### [WHAT IS BEING ASKED]
From the first line to the last, return the data exactly as it stands.

### [AVAILABLE DATA]
========================

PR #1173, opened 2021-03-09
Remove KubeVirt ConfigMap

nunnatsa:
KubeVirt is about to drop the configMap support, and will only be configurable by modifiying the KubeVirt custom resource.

========================

### [EXERCISE RESULT]
PR #1173, opened 2021-03-09
Remove KubeVirt ConfigMap

nunnatsa:
KubeVirt is about to drop the configMap support, and will only be configurable by modifiying the KubeVirt custom resource.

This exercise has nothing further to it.